From 76ce5c85571a2f0be590fcc2bf3ac800bcf1ba45 Mon Sep 17 00:00:00 2001
From: Markus Holzer <markus.holzer@onera.fr>
Date: Thu, 16 Jan 2025 11:01:12 +0100
Subject: [PATCH] FirstRun

---
 .../PorousMediaGPU/InitializerFunctions.cpp   | 50 +++++++--------
 .../PorousMediaGPU/InitializerFunctions.h     |  2 +-
 .../PorousMediaGPU/PorousMediaGPU.cpp         | 61 ++++++++++++++++---
 .../PorousMediaGPU/PorousMediaGPU.prm         | 13 ++--
 .../PorousMediaGPU/PorousMediaGPU.py          | 20 +++---
 python/lbmpy_walberla/packing_kernels.py      |  6 +-
 6 files changed, 96 insertions(+), 56 deletions(-)

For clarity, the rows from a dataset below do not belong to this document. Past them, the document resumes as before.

PR #469, opened 2019-04-25
Tame whippet: Fixed jumpiness of loading user avatars on projects

ttseng:
## Links
* Remix link: https://tame-whippet.glitch.me/

## GIF/Screenshots:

diff --git a/apps/showcases/PorousMediaGPU/InitializerFunctions.cpp b/apps/showcases/PorousMediaGPU/InitializerFunctions.cpp
index fb285f1c0..12b2336e2 100644
--- a/apps/showcases/PorousMediaGPU/InitializerFunctions.cpp
+++ b/apps/showcases/PorousMediaGPU/InitializerFunctions.cpp
@@ -34,48 +34,42 @@ using FlagField_T  = FlagField< uint8_t >;
 
 void init_TPMS(const shared_ptr< StructuredBlockStorage >& blocks, const BlockDataID flagFieldID,
                const FlagUID boundaryFlagUID,
-               const real_t kx, const real_t ky, const real_t kz)
+               const real_t waveNumber, const real_t scaling)
 {
    const real_t parts = real_c(blocks->getDomainCellBB().xMax()) / real_c(10.0);
    const real_t start = parts * real_c(2.0);
-   const real_t end1 = parts * real_c(5.0);
-   const real_t end2 = parts * real_c(8.0);
+   const real_t end   = parts * real_c(8.0);
 
-   const real_t strut = real_c(0.0);
+   const real_t kx1 = waveNumber;
+   const real_t ky1 = waveNumber;
+   const real_t kz1 = waveNumber;
+
+   const real_t kx2 = waveNumber * scaling;
+   const real_t ky2 = waveNumber * scaling;
+   const real_t kz2 = waveNumber * scaling;
+
+   const real_t strut = real_c(1.0);
 
    for (auto& block : *blocks)
    {
       const auto flagField    = block.template getData< FlagField_T >(flagFieldID);
       const auto boundaryFlag = flagField->getOrRegisterFlag(boundaryFlagUID);
       WALBERLA_FOR_ALL_CELLS_INCLUDING_GHOST_LAYER_XYZ(flagField, Cell globalCell;
-         blocks->transformBlockLocalToGlobalCell(globalCell, block, Cell(x, y, z));
-         if (globalCell[0] > start && globalCell[0] <= end1)
-         {
-            const real_t kxi = kx;
-            const real_t kyi = ky;
-            const real_t kzi = kz;
+      blocks->transformBlockLocalToGlobalCell(globalCell, block, Cell(x, y, z));
+      if (globalCell[0] > start && globalCell[0] <= end)
+      {
+         Vector3<real_t> p;
+         blocks->getCellCenter(p, globalCell, 0);
 
-            const real_t dist = cos(kxi * x) * sin(kyi * y) + cos(kyi * y) * sin(kzi * z) + cos(kzi * z) * sin(kxi * x);
+         const real_t dist1 = cos(kx1 * p[0]) * sin(ky1 * p[1]) + cos(ky1 * p[1]) * sin(kz1 * p[2]) + cos(kz1 * p[2]) * sin(kx1 * p[0]);
+         const real_t dist2 = cos(kx2 * p[0]) * sin(ky2 * p[1]) + cos(ky2 * p[1]) * sin(kz2 * p[2]) + cos(kz2 * p[2]) * sin(kx2 * p[0]);
 
-            if (dist >= strut)
-            {
-               addFlag(flagField->get(x, y, z), boundaryFlag);
-            }
-         }
-         if (globalCell[0] > end1 && globalCell[0] <= end2)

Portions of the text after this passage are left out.